# External Hard Drive Recognized But Won't open



## skatkovski (May 22, 2017)

Hi,

I am having an issue pulling up info on my hard drive. It opens on my friends computer but not on mine. I opened up Disk Management and read a few options on changing the letter for the Hard Drive but it wont allow me to do that. 
Please let me know any possible solutions 

Best,
Sam


----------



## spunk.funk (May 13, 2010)

We need more information.
Do you see your External HDD in _File Explorer_? Or _This PC_? 
What happens when you click on the drive letter? What is the error message?
In_ Disk Management_, does it say your drives file system is *Unallocated Space*? or does it say the Disk # (ie) Disk1, Disk2 etc, does it say it is *Not Initialized*?
Attach the drive on your friends computer. Press the *Windows* key*+X *choose *Command Prompt (Admin) *
Here type the drive letter of the External Drive (ie) G: and press enter (ie) G:\> At this prompt type *chkdsk /R *and press enter. Now type a *Y* for Yes to _Unmount_ the drive. Check Disk will start and go through 5 stages and take a while.


----------



## DBCooper (Jun 11, 2010)

Hi there,

Please provide more info when you can. What is the brand and model number of your external hard drive? Do you get any error message when you connect your external hard drive to your computer and if so, please provide us with the error message.

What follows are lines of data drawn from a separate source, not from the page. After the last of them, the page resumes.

PR #3782, opened 2022-11-29
Document GitHub Actions process to release a gem

kevindew:
Trello: https://trello.com/c/QrxjshEm/270-move-ruby-gems-from-jenkins-to-github-actions

This supersedes the Jenkins approach. As of today only a couple of applications are using Jenkins to release gems. Soon 
this will be zero and that functionality will be removed.


ChrisBAshton (approved):
LGTM 👍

When was the last time this external hard drive worked on your computer? Have you installed any windows updates on your computer recently?


----------



## skatkovski (May 22, 2017)

Hi,

The model of the hard drive is Lacie Rugged FW USB3. I dont get any error when I connect it. It doesn't show up in my File Explorer. It only shows up when i open Disk Management. It says Disk 2, but doesnt give me a drive letter. I am attaching a picture i took of the disk management.

Thanks!
Sam


----------



## spunk.funk (May 13, 2010)

Right click the *931.19 GB *Partition in the lower pane of_ Disk Management _and choose *Change Drive Letter or Paths*, choose a drive letter not being used.


----------



## skatkovski (May 22, 2017)

Hi,

It does not allow me to do that. I cant select that option. Its grayed out. It only allows me to "Delete Volume"

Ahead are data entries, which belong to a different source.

PR #3783, opened 2022-11-29
Pact documentation for GitHub Actions

kevindew:
Trello: https://trello.com/c/QrxjshEm/270-move-ruby-gems-from-jenkins-to-github-actions

With GDS API Adapters moving to GitHub Actions, most of the CI specific documentation is out of date. This change updates it to reflect the changes incurred by GitHub Actions.

There are a couple of notable changes with GitHub Actions:

1) There is not the concept of a parameterised build that can change CI
   status, as per Jenkins, which means we can't do some delicate custom
   builds to get a green tick. GitHub Actions does have the workflow
   dispatch option, but this won't change a PR status. Therefore I've
   suggested running locally
2) Pact runs aren't required checks pre-merge which will allow a
   developer to merge in breaking pact changes.
3) We've switched from both consumer and provider having their own
   verify tasks to the provider having one that the consumer can call.

### DIFF
--- a/source/manual/pact-testing.html.md
+++ b/source/manual/pact-testing.html.md
@@ -28,7 +28,7 @@ bundle exec rake test
 Or they can be run on their own:
 
 ```sh
-bundle exec rake test TEST=test/pacts/**/*.rb
+bundle exec rake pact_test
 ```
 
 ### For a provider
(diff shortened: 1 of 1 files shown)


source/manual/pact-testing.html.md
```diff
@@ -61,21 +61,17 @@ _If the app already had some Pact tests, follow [the steps for changing existing
...
   - [Provider example](https://github.com/alphagov/imminence/pull/644).
 
-1. Check the consumer tests pass locally.
-  - CI won't do this for you yet because it doesn't know about the new app.
+1. Check the tests pass locally for both provider and consumer
+  - CI won't be able to test them yet as they won't be pushed to the pact broker.
 
 1. Merge the consumer tests for the new app.
-  - The build will pass because it runs with the old Jenkinsfile.
+  - This will cause the pact tests to be published to the pact broker, given the [project has been configured to do so](https://github.com/alphagov/gds-api-adapters/blob/bcc8e58eccf69dd37657d13156cbe11c07535844/.github/workflows/ci.yml#L37-L51).
```
ChrisBAshton, line 68: Seems unnecessarily wordy - how about:

```suggestion
  - This will cause the [pact tests to be published to the pact broker](https://github.com/alphagov/gds-api-adapters/blob/bcc8e58eccf69dd37657d13156cbe11c07535844/.github/workflows/ci.yml#L37-L51).
```

source/manual/pact-testing.html.md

Please let me know what else I can do.

Thanks!


----------



## DBCooper (Jun 11, 2010)

Hi there,

Do this, since the external hard drive opens up on your friend's computer fine, back up all of the files from the external drive hard drive while it's connected to your friend's computer. Then connect the external hard drive to your computer, re-format it, and then see if the device let's go assign a drive letter and access it. Hope everything works out well for you.


----------



## jenae (Jun 17, 2008)

Hi, you should not need to format your external drive to be able to use it. The drive is OK you have it working on another computer, it is a problem on your machine.

MS make a util for this, worth a try, let us know how you get on.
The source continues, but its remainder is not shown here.